Вот, это уже ближе, и, главное, объяснимо – ею движет женское любопытство, неистребимое, нормальное, естественное и жадное.
– Это с армии осталось, – сказал Стас, – когда срочную служил. Так все делали, по традиции – группа крови и патрон от автомата. Это ж не орел двуглавый во всю спину…
– В армии? – В голосе Кати он слышал неподдельное удивление, лица женщины Стас не видел, но по тону был готов поклясться, что только что ее своим признанием сразил. И не успел ничего пояснить, как та со скоростью ППШ выдала новую партию вопросов.
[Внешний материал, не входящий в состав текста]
PR #1379, opened 2020-09-14
refactor(subscription): implement Subscription class

jd:


mergify_engine/sub_utils.py
```diff
@@ -30,106 +32,139 @@
...
-digest = hashes.Hash(hashes.SHA256(), backend=default_backend())
-digest.update(config.CACHE_TOKEN_SECRET.encode())
-
-SECRET_KEY = digest.finalize()
-IV_BYTES_NEEDED = 12
-BLOCK_SIZE = 16
-TAG_SIZE_BYTES = BLOCK_SIZE
-
-
-def _encrypt(sub):
```
sileht, line 42: I would have not mixed the crypto stuff with the Subscription class.
the encrypt/decrypt method are generic, we can/should use it for anything stored in redis.

jd: Ok, that was my thinking too. I'll split it elsewhere.

sileht (approved):

PR #1381, opened 2020-09-15
chore: upgrade Python on Heroku

jd:


sileht:
Maybe we should set it for circle ci images ?

sileht:
I let you merge it, in case of it break the production again.

sileht (approved):

PR #1390, opened 2020-09-18
test(debug): improve debug test

jd:
We now check the output to be sure it is accurate.


mergify_engine/debug.py
```diff
@@ -203,6 +199,9 @@ def report(url):
             )
 
     if pull_number:
+        # FIXME queues could also be printed if no pull number given
```
sileht, line 202: I don't get why this is moved

jd: Hehe. Because otherwise the output of the 2 URLs in the test looks like that:

```
test1:
<start of debug>
<end of debug>

test2:
<start of debug>
QUEUES:
<end of debug>
<pull request details>
```

so it's hard to check if the output is the same. With this change it becomes:
```
test1:
<start+end of debug>

test2:
<start+end of debug>
QUEUES:
<pull request details>
```

And I can test the output is the same with `startswith` ;)

sileht (approved):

– Ты служил раньше? Где, когда, в каком звании? В какой части… – выпалила Катерина залпом и, устав, примолкла рядом.
– В РВСН, – Стас прикусил язык, но было слишком поздно.
– Где? – выдохнула та, – что это значит? Я ни разу не слышала этого названия… Погоди, ты что – уголовник, раз наколки у всех? Ты сидел?
– Да нет же, – разозлился Стас, – вернее, да, но потом, позже.
Он понял уже, что сболтнул лишнего, запутался в "показаниях", и Катерина сейчас легко и непринужденно дожмет его, как заправский следователь.
– Что за РВСН? – повторила та, – я не понимаю. Или ты врешь мне, или…
– Да не вру я. – Стас оттолкнул бы ее, да некуда было, слишком узкая кровать, одному тесно, однако они тут вдвоем превосходно до сих пор помещались, на мелкие неудобства внимания не обращая. А Катерина, уловив его изменившееся настроение, сникла, прижалась теснее, обхватила обеими руками и прошептала на ухо:
– Ну и ладно. Не хочешь – не говори, не больно-то мне и охота всякие глупости слушать.
– Ракетные войска стратегического назначения – это не глупости, а отдельная группировка стратегических ядерных сил страны…
Стало тихо так, что комар пролети – шума от него будет, как от горящего "Хейнкеля". Катерина приподнялась на подушке, опираясь на нее локтем, и застыла так, не потрудившись натянуть на себя одеяло, Стас смотрел в потолок, раздираемый желанием немедля бежать куда подальше или провалиться в недра, что глубже московского метро. Бежать однако было неловко, построенная на века усадьба Сушкиных на земле стояла твердо, так что оставалось лежать и мысленно клясть себя последними словами.
– Ракетные, – врастяжку повторила Катя, – нет таких. Ты все врешь, выдумываешь на ходу.
– Есть, – произнес Стас, чувствуя, как своими руками поджигает последний мост, – они есть. У нас. А здесь пока нет, но будут. Лет через десять точно.